Work instruction:
Gather each line of the entries below that includes "applicationContext".

╭─ Material to process

PR #9663, opened 2026-01-20
9606 page count issue

codyseibert:
- do batching to help prevent the lambda from running out of memory
- reset the idle timer as pdfs are uploading so that users do not see the timeout modal


web-api/src/app.ts
```diff
@@ -434,6 +434,14 @@ app.use(expressLogger);
     '/case-documents/:docketNumber/external-document',
```
nechamakrigsman: Do we still need this endpoint?

nechamakrigsman (approved):

web-api/src/app.ts
nechamakrigsman: Never mind - I was looking at the first commit.

TomElliottFlexion (approved):

zacharybrown204 (approved):

PR #9670, opened 2026-01-22
opex: deficiencies report

jimlerza:
### Summary
At the request of the Clerk of the Court, we have introduced a new deficiencies report which generates a CSV of cases with IRS deficiencies, optionally filtered by any combination of city, minimum deficiency, and maximum deficiency.

This PR introduces `Inquirer.js` as a dev dependency.

### Technical Implementation Details

1. Renamed `promptUser` to `ask`.
1. Added a new `choose` helper that will prompt the user to select a choice from a list of options, utilizing `Inquirer.js`.


scripts/reports/deficiencies.ts
```diff
@@ -0,0 +1,152 @@
...
+        CASE_STATUS_TYPES.closedDismissed,
+        CASE_STATUS_TYPES.onAppeal,
+      ])
+      .groupBy([
+        'c.docketNumber',
+        'c.associatedJudge',
+        'c.caption',
+        'c.preferredTrialCity',
+        'c.status',
+      ]);
```
jimlerza: `dwCase.statistics` is a jsonb array and any one case can have multiple IRS deficiencies defined. This first CTE query sums up all of the deficiencies for each open case so the totals can be filtered on properly in the second query.

zacharybrown204 (approved):

akuny (approved):

PR #9671, opened 2026-01-23
8994 autogen notow counsel

codyseibert:
[Figma](https://www.figma.com/design/ll1G1s1yFA75ui0bXoYQfZ/8994-Auto-Generate-Notice-of-Withdrawal?node-id=152-6660)
[testrail](https://ustaxcourt.testrail.io/index.php?/runs/view/281&group_id=18&group_by=cases:section_id&group_order=asc&display=tree)
What is in this PR:
- When filing a document as an external user, added validation specifically for notice of withdrawals in `completeDocumentSelectSequence.ts`
- after selection of notice of withdrawal, edited the conditional renders in `FileDocument.tsx` to route to a newly created `NoticeOfWithdrawalForm.tsx`. There are a couple new fields like allPartiesConsent and partiesWithPaperService that were created to handle the new form. Also introduced a new functionality to update contact information for each party within this form.
- When the review button is clicked, it runs validation for each form field and populates it with the text according to the Figma
- created 2 pdf templates and the appropriate routes in the backed used only if the autogenerate option is selected in NoticeOfWithdrawalForm, `certificateOfService.ts` and `noticeOfWithdrawal.ts`
- Edited the filedBy functionality in `generateFiledBy.ts`, so that notice of withdrawals will use the user filing the document instead representing party.
- Includes icon changes to the extra items section of the file upload component
- added frontend validation when selecting 'notw' document type
- created/edited cypress helper methods for navigating to a case, adding users to a case, and updating trial session start date.


web-client/src/presenter/computeds/fileAutoGeneratedDocumentReviewHelper.ts
```diff
@@ -0,0 +1,17 @@
+import { Get } from 'cerebral';
+import { state } from '@web-client/presenter/app.cerebral';
+import { getFilerParties } from '@web-client/presenter/computeds/getFilerParties';
+
+export const fileAutoGeneratedDocumentReviewHelper = (get: Get): any => {
```
jimlerza:
```suggestion
export const fileAutoGeneratedDocumentReviewHelper = (get: Get): { formattedParties: string[] } => {
```

web-client/src/presenter/actions/validateNoticeOfWithdrawalAction.ts
```diff
@@ -0,0 +1,84 @@
...
+import {
+  CASE_STATUS_TYPES,
+  ROLES,
+} from '../../../../shared/src/business/entities/EntityConstants';
+import {
+  calculateDifferenceInDays,
+  createISODateString,
+} from '@shared/business/utilities/DateHandler';
+
+export const validateNoticeOfWithdrawalAction = ({ get, path }) => {
```
jimlerza: Can add input and return types to this func.

web-client/src/presenter/actions/validateNoticeOfWithdrawalAction.ts
```diff
@@ -0,0 +1,84 @@
...
+        title: 'Cannot file Notice of Withdrawal as Counsel',
+        messages: errors,
+      },
+    });
+  }
+};
+
+export const getPartiesToWithdrawFrom = (
+  caseDetail: RawCase,
+  user,
```
jimlerza: Can add a type here too

shared/src/business/entities/User.ts
```diff
@@ -21,7 +22,7 @@ export type UserContact = {
   address3?: string;
   city: string;
   country?: string;
-  countryType: string;
+  countryType: CountryTypes;
```
jimlerza, line 25: Is this going to cause any type issues for existing usages of this type?

shared/src/business/utilities/documentGenerators/certificateOfService.ts
```diff
@@ -0,0 +1,50 @@
...
+import { generateHTMLTemplateForPDF } from '../generateHTMLTemplateForPDF/generateHTMLTemplateForPDF';
+
+export const certificateOfService = async ({
+  applicationContext,
+  data,
+}: {
+  applicationContext: ServerApplicationContext;
+  data: {
+    partyInformation: any;
+    practitionerInformation: any;
```
jimlerza: Surely we can do better than `any` here

web-client/src/presenter/actions/isNoticeOfWithdrawalAction.ts
```diff
@@ -0,0 +1,10 @@
+import { state } from '@web-client/presenter/app.cerebral';
+
+export const isNoticeOfWithdrawalAction = ({ get, path }) => {
```
jimlerza: I think we can add type definitions here too

web-client/src/presenter/actions/setCustomValidationAlertErrorsFileDocumentAction.ts
```diff
@@ -0,0 +1,23 @@
+import { ROLES } from '@shared/business/entities/EntityConstants';
+import { state } from '@web-client/presenter/app.cerebral';
+export const setCustomValidationAlertErrorsFileDocumentAction = ({
+  get,
+  store,
+}) => {
```
jimlerza:
```suggestion
export const setCustomValidationAlertErrorsFileDocumentAction = ({
  get,
  store,
}: ActionProps) => {
```

web-client/src/presenter/actions/updateContactInModalAction.ts
```diff
@@ -0,0 +1,26 @@
+import { state } from '@web-client/presenter/app.cerebral';
+
+/**
+ * updates contact information
+ * @param {object} providers the providers object
+ * @param {object} providers.applicationContext the application context used for getting the getUser use case
+ * @param {object} providers.get the cerebral store used for getting state.form
+ * @returns {object} alertSuccess, docketNumber
+ */
```
jimlerza:
```suggestion
```

We probably don't need this JSDoc

package-lock.json
jimlerza, line 1: But why?

jimlerza (changes requested):

package-lock.json
alexdziarn: idk why, but sometimes when you run "npm i" it edits the package.lock.json

jimlerza (approved):

package-lock.json
jimlerza: That's right, `npm i` regenerates the `package-lock.json`. That's why only the person doing dependency updates each week should be running `npm i`, and everyone else should be running `npm ci`, which does not regenerate `package-lock.json`.

shared/src/business/entities/User.ts
alexdziarn: should be fine, I don't see any rows of data in test that are not one of international or domestic

akuny (approved):

Issue #8789, opened 2024-08-06
TS Error Cleanup: Property Not Found on Type


akuny:
**TS2551: `Property '<property>' does not exist on type '<type>'. Did you mean '<other property>'?`**

- [x] shared/src/business/useCases/uploadDocumentAndMakeSafeInteractor.test.ts
- [x] web-api/src/business/useCases/caseInventoryReport/getCaseInventoryReportInteractor.test.ts
- [x] web-api/src/business/useCases/generateCoverSheetData.test.ts
- [x] web-client/src/presenter/actions/CaseDetail/addCaseToTrialSessionAction.ts
- [x] web-client/src/presenter/actions/getDefaultAttachmentViewerDocumentToDisplayAction.ts
- [x] web-client/src/presenter/actions/getShouldMarkReadAction.test.ts
- [x] web-client/src/presenter/actions/getShouldMarkReadAction.ts
- [x] web-client/src/presenter/actions/handleInvalidScannerSourceAction.test.ts
- [x] web-client/src/presenter/actions/handleInvalidScannerSourceAction.ts
- [x] web-client/src/presenter/actions/loadCachedScannerSourceAction.test.ts
- [x] web-client/src/presenter/actions/loadCachedScannerSourceAction.ts
- [x] web-client/src/presenter/actions/Maintenance/getMaintenanceModeForPublicAction.ts
- [x] web-client/src/presenter/actions/primeScannerSelectModalAction.ts
- [x] web-client/src/presenter/actions/removeSignatureAction.ts
- [x] web-client/src/presenter/actions/setCaseTypeToDisplayAction.ts
- [x] web-client/src/presenter/actions/setDefaultCaseTypeToDisplayAction.test.ts
- [x] web-client/src/presenter/actions/setDefaultCaseTypeToDisplayAction.ts
- [x] web-client/src/presenter/actions/setDocketEntrySelectedFromMessageAction.test.ts
- [x] web-client/src/presenter/actions/setDocketEntrySelectedFromMessageAction.ts
- [x] web-client/src/presenter/actions/setMessageDetailViewerDocumentToDisplayAction.test.ts
- [x] web-client/src/presenter/actions/setMessageDetailViewerDocumentToDisplayAction.ts
- [x] web-client/src/presenter/actions/setScannerSourceAction.ts
- [x] web-client/src/presenter/actions/setViewerDraftDocumentToDisplayAction.test.ts
[...]

PR #9672, opened 2026-01-23
8789 ts cleanup property not found type to test 1769204148

kampofo:
https://github.com/ustaxcourt/ef-cms/issues/8789

Fixed error not found types specified in above ticket and other small issues


web-client/src/presenter/state.ts
```diff
@@ -874,7 +874,7 @@ export const baseState = {
   openCases: [] as TAssociatedCase[],
   openCasesCurrentPage: undefined as number | undefined,
   openClosedCases: {
-    caseType: undefined as string | undefined
+    caseType: undefined as string | undefined,
```
paulo-filho-ctr, line 877: I don't understand `undefined as string`?

web-client/src/presenter/state.ts
```diff
@@ -1044,6 +1045,7 @@ export const baseState = {
   viewerDraftDocumentToDisplay: undefined as unknown as ViewerDocument,
   wizardStep: undefined as string | undefined,
   workItem: {},
+  workItemId: undefined as string | undefined,
```
paulo-filho-ctr, line 1048: I don't understand `undefined as string`? Why not only `string | undefined`?

web-client/src/presenter/state.ts
alexdziarn: I think its because we are type casting inline. So in this case we are setting the default value as undefined and saying the type can either be string or undefined.

alexdziarn (approved):

akuny (approved):

Issue #8477, opened 2023-07-17
Consolidation: Change to QC/Edit Docket Entry Process


cholly75:
As a petitioner or practitioner, so that documents are less confusing, I need the QC process to not generate unnecessary cover sheets on e-filed documents in consolidated cases.

With the implementation of multidocketed e-filings, the QC process now generates multiple unneeded cover sheets for these documents, which make them needlessly long and duplicative. This makes the cover sheets confusing and increases document length for no good purpose. Additionally, the extra work items are unnecessary since they are by definition duplicative of the work item on the lead case.

We would like to handle this process more intelligently for consolidated e-filings. This will streamline the QC/editing process for the Court, reduce overall QC volume, and maintain Court's commitment to having a single source of document truth while removing the extraneous cover sheet generation.

Buckle up.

╰─

Answer:
+  applicationContext,
+  applicationContext: ServerApplicationContext;
+ * @param {object} providers.applicationContext the application context used for getting the getUser use case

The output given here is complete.